Berlin - In einem Pflegeheim in Berlin-Lichtenberg sind nach einem Corona-Ausbruch zwei Menschen verstorben. Die verstorbenen Bewohner hätten schwere Vorerkrankungen gehabt und seien ungeimpft gewesen, berichtet der rbb und zitiert einen Sprecher des Trägers Vivantes. 37 Menschen hätten sich mit Corona infiziert, davon zehn Mitarbeiter und 27 Bewohner.  

Die übrigen 25 Bewohner haben offenbar einen Impfdurchbruch erlitten, zeigen aber nur leichte oder gar keine  Krankheitssymptome: Sie wurden isoliert. Niemand der Infizierten müsste nach Angaben von Vivantes im Krankenhaus behandelt werden. Die Impfquote in dem Pflegeheim liegt laut Vivantes bei mehr als 90 Prozent. Die betroffenen Mitarbeiter befinden sich derzeit nicht im Dienst. In dem Pflegeheim in Berlin-Lichtenberg leben 139 Menschen. Das Gesundheitsamt verhängte ein Besuchsverbot.

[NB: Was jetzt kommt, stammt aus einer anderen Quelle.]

PR #20651, opened 2021-04-11
camerad: SubMaster never updated

deanlee:


adeebshihadeh:
Hmm, this is definitely a bug, but this isn't the right place to put the update. Putting things like the SubMaster update in functions like `driver_cam_auto_exposure` can have weird side effects that are hard to debug later if you want to add another service to that SubMaster.

deanlee:
Submaster is not thread safe and can only be used in one thread. yes you're right, we need to find a good place to put it. currently I think static it in  driver_cam_auto_exposure  looks reasonable.

selfdrive/camerad/cameras/camera_common.cc
```diff
@@ -387,6 +387,7 @@ static void driver_cam_auto_exposure(CameraState *c, SubMaster &sm) {
 
 void common_process_driver_camera(SubMaster *sm, PubMaster *pm, CameraState *c, int cnt) {
   if (cnt % 3 == 0) {
+    sm->update(0);
```
adeebshihadeh, line 390: this doesn't really make sense either unless we restrict the scope of this SubMaster more to the driver cam

adeebshihadeh:
@deanlee ended up just putting the update in `common_process_driver_camera` for now to get this fixed, but we should really refactor camerad to do this kind of stuff cleanly.

PR #22531, opened 2021-10-12
replay: refactor Route and Segment

deanlee:
- [x] refactor to simplify code and improve readability.
- [x] handle segment download/load failure
- [x] fix issues with loading from local route
- [x] fix can't seek to the last segment.
- [x] merge one segment backward. this fix the following 2 issue:
   1.  get stuck for a while when playing to the next segment
   2. the event time between segments is not continuous, if the previous segment is not merged, there may be duplicate messages sent when playing to the next segment
- [x] fix other known issues, improve robustness.


deanlee:
Haven't noticed yet. There shouldn't be much difference if segments already cached

PR #22539, opened 2021-10-12
add acados and replay on Darwin

maimaixiong:


adeebshihadeh:
Thanks for the PR, but we generally like to build generated things that get checked in ourselves out of caution. #23048 is a more complete version of this.

PR #22540, opened 2021-10-12
modeld: more readable fill_model

deanlee:


gregjhogan:
Would it make sense to use a struct with named fields that are arrays of fixed size instead of these offsets?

Laut Lichtenbergs Ordnungsstadtrat Martin Schaefer (CDU) werde der genauen Ursache des Ausbruchs jetzt nachgegangen. Die genauen Abläufe werde man sich am Montag vor Ort ansehen. Alle vom Gesundheitsamt verhängten Maßnahmen scheinen inzwischen umgesetzt worden zu sein, sagte Schaefer dem rbb. Es ist nicht auszuschließen, dass ungeimpftes Personal im Einsatz war. Schaefer appellierte in dem Zusammenhang an alle Berlinerinnen und Berliner, sich impfen zu lassen.